What Is Cancer?
Cancer is really a group of many associated illness that all relate to cells. Cells are the extremely little units that make up all living things, consisting of the body. There are billions of cells in each person's body.
Cancer occurs when cells that are not regular grow and spread extremely quick. Regular body cells grow and divide and know to stop growing. In time, they likewise pass away. Unlike these normal cells, cancer cells just continue to grow and divide out of control and do not pass away when they're supposed to.
Cancer cells typically group or clump together to form growths (state: TOO-mers). A growing tumor becomes a lump of cancer cells that can damage the regular cells around the tumor and damage the body's healthy tissues. This can make someone very ill.
In some cases cancer cells break away from the initial tumor and travel to other locations of the body, where they keep growing and can go on to form brand-new growths. This is how cancer spreads. The spread of a tumor to a new location in the body is called transition (say: meh-TASS-tuh-sis).
Reasons for Cancer
You probably know a kid who had chickenpox-- perhaps even you. However you probably don't know any kids who have actually had cancer. If you loaded a big football stadium with kids, probably just one kid because stadium would have cancer.
Physicians aren't sure why some individuals get cancer and others do not. They do understand that cancer is not contagious. You can't catch it from another person who has it-- cancer isn't triggered by bacteria, like colds or the influenza are. So don't hesitate of other kids-- or anybody else-- with cancer. You can speak to, have fun with, and hug someone with cancer.
Kids can't get cancer from anything they do either. Some kids think that a bump on the head causes brain cancer or that bad individuals get cancer. This isn't real! Kids do not do anything wrong to get cancer. But some unhealthy practices, particularly cigarette smoking cigarettes or drinking excessive alcohol every day, can make you a lot most likely to get cancer when you become an adult.

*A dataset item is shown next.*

PR #2633, opened 2026-06-04
feat(cli): four-kind path resolution with credential relocation for generated CLIs

### LINKED ISSUE #2632: feat(cli): four-kind path resolution (config/data/state/cache) with credential relocation for generated CLIs
## Problem

Generated CLIs compute filesystem paths at 19+ hardcoded sites across two packages (`cli` + MCP `main`), with no XDG support and no env overrides for data/cache. Auth secrets (API keys, OAuth/bearer tokens, cookie/composed header values) persist inside `~/.config/<name>-pp-cli/config.toml` — a directory commonly synced as dotfiles. There is no single-root relocation story for containers or agent fleets, and the CLI and its MCP sibling hand-roll divergent paths (the duplication is even acknowledged in a code comment in `mcp_tools.go.tmpl`).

It can take a while for a medical professional to find out a kid has cancer. That's because the symptoms Additional hints cancer can cause-- weight reduction, fevers, inflamed glands, or feeling extremely worn out or sick for a while-- usually are not caused by cancer. When a kid has these problems, it's frequently brought on by something less severe, like an infection. With medical testing, the doctor can figure out what's causing the difficulty.
If the physician believes cancer, she or he can do tests to figure out if that's the problem. A doctor might purchase X-rays and blood tests and suggest the individual visit an oncologist (say: on-KAH-luh-jist). An oncologist is a medical professional who looks after and treats cancer patients. The oncologist will likely run other tests to find out if someone truly has cancer. If so, tests can determine what type of cancer it is and if it has actually infected other parts of the body. Based upon the outcomes, the medical professional will decide the best way to treat it.
One test that an oncologist (or a surgeon) may perform is a biopsy (say: BY-op-see). During a biopsy, a piece of tissue is eliminated from a growth or a location in the body where cancer is believed, like the bone marrow. Do not stress-- somebody getting this test will get special medicine to keep him or her comfortable during the biopsy. The sample that's collected will be examined under a microscope for cancer cells.
The quicker cancer is found and treatment starts, the much better somebody's possibilities are for a complete healing and treatment.
Dealing With Cancer Thoroughly
Cancer is treated with surgical treatment, chemotherapy, or radiation-- or often a mix of these treatments. The option of treatment depends upon:
Surgery is the oldest form of treatment for cancer-- 3 out of every 5 people with cancer will have an operation to remove it. During surgery, the doctor tries to take out as many cancer cells as possible. Some healthy cells or tissue may also be removed to make sure that all the cancer is gone.
Chemotherapy (say: kee-mo-THER-uh-pee) is the use of anti-cancer medicines (drugs) to treat cancer. These medicines are sometimes taken as a pill, but usually are given through a special intravenous (say: in-truh-VEE-nus) line, also called an IV. An IV is a tiny plastic catheter (straw-like tube) that is put into a vein through someone's skin, usually on the arm. The catheter is connected to a bag that holds the medicine. The medicine flows from the bag into a vein, which puts the medication into the blood, where it can take a trip throughout the body and attack cancer cells.